2.10 Transwell assay
The transwell chamber (Corning Inc., Corning, NY., USA) was used to evaluate the migration (or cell invasive) ability of the 16HBE cells. The cells were resuspended in serum-free media and seeded into the upper chamber at a density of 4×10 3 cells /well, using a volume of 200 μl. An 800 μl culture solution with 30% FBS was subsequently added to the lower chamber. After incubation for 24 h, cells were fixed, stained, and visualized under an inverted microscope. Cells that migrated to the sublayer of the microporous membrane were counted. Five fields were selected for each sample to count the number of cells, and the mean number was obtained.

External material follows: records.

PR #2568, opened 2022-11-29
Fix a bug preventing users without IMAP access to access the webmails

### LINKED ISSUE #2451: not allowing POP3/IMAP leads to infinite loop in webmail
v1.9.32

I noticed a small bug. If both are disabled, webmail is stuck in an infinite loop. I guess nobody ever tried it before since both are checked by default.

Not very consequential, but I figured you might want to know. Not sure about the use case either. I unchecked them because there was no need for this particular account and found it that way.

Cheers

nextgens:
## What type of PR?

bug-fix

## What does this PR do?

Fix a bug preventing users without IMAP access to access the webmails

### Related issue(s)
- close #2451

## Prerequisites

### DIFF
--- a/core/admin/mailu/internal/nginx.py
+++ b/core/admin/mailu/internal/nginx.py
@@ -26,12 +26,14 @@ STATUSES = {
     }),
 }
 
+WEBMAIL_PORTS = ['10143', '10025']
+
 def check_credentials(user, password, ip, protocol=None, auth_port=None):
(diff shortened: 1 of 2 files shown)


ghostwheel42 (commented):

2.11 Double luciferase reporter gene assay
We predicted the binding sequences between lncRNA PTTG3P and miR-192-3p, miR-192-3p, and CCNB1 from the Starbase (http://starbase.sysu.edu.cn/). We designed and synthesized the pSI-Check2 vector (Hanbio Biotechnology Co., Ltd Shanghai, China) including the wild-type (WT) and mutant (MT) binding sites of miR-192-3p within the PTTG3P sequence or CCNB1 3′UTR; we then named the PTTG3P-WT/MT and CCNB1-WT/MT vectors, respectively. The synthesized vectors with miR-192-3p mimic or mimic-NC were transfected into the 16HBE cells for 48 h, and the dual-luciferase reporter system (Promega, USA) was used to determine the luciferase activity.
2.12 Statistical analysis
Data are expressed as mean ± standard deviation (X‾±SD) One-way analysis of variance and t-test were used to compare the differences between groups. A p<0.05 indicated statistical significance. GraphPad Prism 8.0 and R 4.0.3 were used for statistical analysis.